L’analyse de COE-Rexecode montre également qu’il n’y a pas de déflation heureuse. Contrairement aux idées propagées par de bons esprits qui prônent la baisse des prix de l’immobilier comme remède à tous les maux du pays –comme d’autres, ou les mêmes, appellent à une « dévaluation compétitive »-, COE-Rexecode a étudié 22 cas de baisse des prix de l’immobilier pour mesurer l’impact de cette baisse sur la consommation des ménages et aboutit à une conclusion sans appel. Dans 21 cas, la baisse des prix immobilier s’accompagne d’une baisse de la consommation des ménages ou, à tout le moins, de son ralentissement prolongé. COE-Rexecode relève même une relation asymétrique entre consommation des ménages et évolution des prix de l’immobilier, dans la plupart des pays de l’OCDE et, en particulier, en France : la consommation reste dynamique en période de hausse des prix mais se réduit sensiblement en période de baisse.

La Fédération prend acte de ces conclusions qui confortent ses intuitions et son analyse du marché.
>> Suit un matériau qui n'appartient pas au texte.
PR #1865, opened 2018-07-24
project LRU cache part 2

chengren311:
The problem this PR targets to solve is detailed in #1803

Drawback of previous design is detailed in #1841

New design:

1. Create a file in each project directory and write the size of the project to the file when the project is created. The project files are not supposed to change after creation. Touch this file each time the project is used. This way, we can have a more efficient LRU algorithm based on last access time, not creation time.

2. Maintain the total size of the project cache in memory to avoid the overhead of re-calculating it. The size shouldn't change too often. This way we can afford to run the check more frequently. Project dir size check and corresponding deletion will be performed when a new project is downloaded. 

This PR implements part 2.


azkaban-exec-server/src/main/java/azkaban/execapp/FlowRunnerManager.java
```diff
@@ -776,6 +802,26 @@ public void deleteExecutionDirectory() {
...
+   * Checks if the project version contains any running flow
+   */
+  private boolean isActiveProject(final ProjectVersion version) {
+    final Pair<Integer, Integer> versionKey = new Pair<>(version.getProjectId(),
+        version.getVersion());
+    return getActiveProjectVersions().contains(versionKey);
+  }
+
+
   private class CleanerThread extends Thread {
```
kunkun-tang: Today LRU cache cannot work immediately on delete, because there's always a hardlink from execution to project directory.

Please add a todo comment to describe the current the situation.

chengren311: thanks, mentioned it in PR.

PR #1867, opened 2018-07-25
Include error stacktrace in updater thread logging

juhoautio:
It was calling `log.error(Object message)`, so we didn't get a stack trace at all. For example this was logged, which is not too helpful: `ERROR [ExecutorManager] [Azkaban] java.lang.NullPointerException` (the value of `e.toString()`, as you can see).


juhoautio:
@chengren311 to me it would seem sensible to merge this in. What do you say?

chengren311:
@juhoautio i think so, thanks!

Elle rappelle que le niveau élevé des prix des logements s’explique par l’insuffisance de l’offre par rapport à une demande dynamique, portée par la démographie et la poursuite du phénomène structurel de décohabitation, comme l’ont, du reste, noté les services de la Commission de l’Union Européenne dans son dernier rapport sur la France (juin 2013).

La solution ne passe donc pas par une baisse brutale des prix immobiliers qui se traduirait par un appauvrissement général et un ralentissement encore plus marqué de la construction, générateur de nouvelles tensions à court terme. La solution passe tout au contraire, par une augmentation de l’offre de logements disponibles pour loger dans de bonnes conditions les ménages en zone tendue et éviter de créer des « goulots d’étranglement » qui entravent la croissance des zones dynamiques. Alors l’atterrissage des prix se fera en douceur et sans traumatisme.

A cette condition, le logement peut devenir un des piliers de la restauration de la compétitivité de l’entreprise France en favorisant la mobilité des salariés, en réduisant la dépendance énergétique et en dynamisant l’emploi.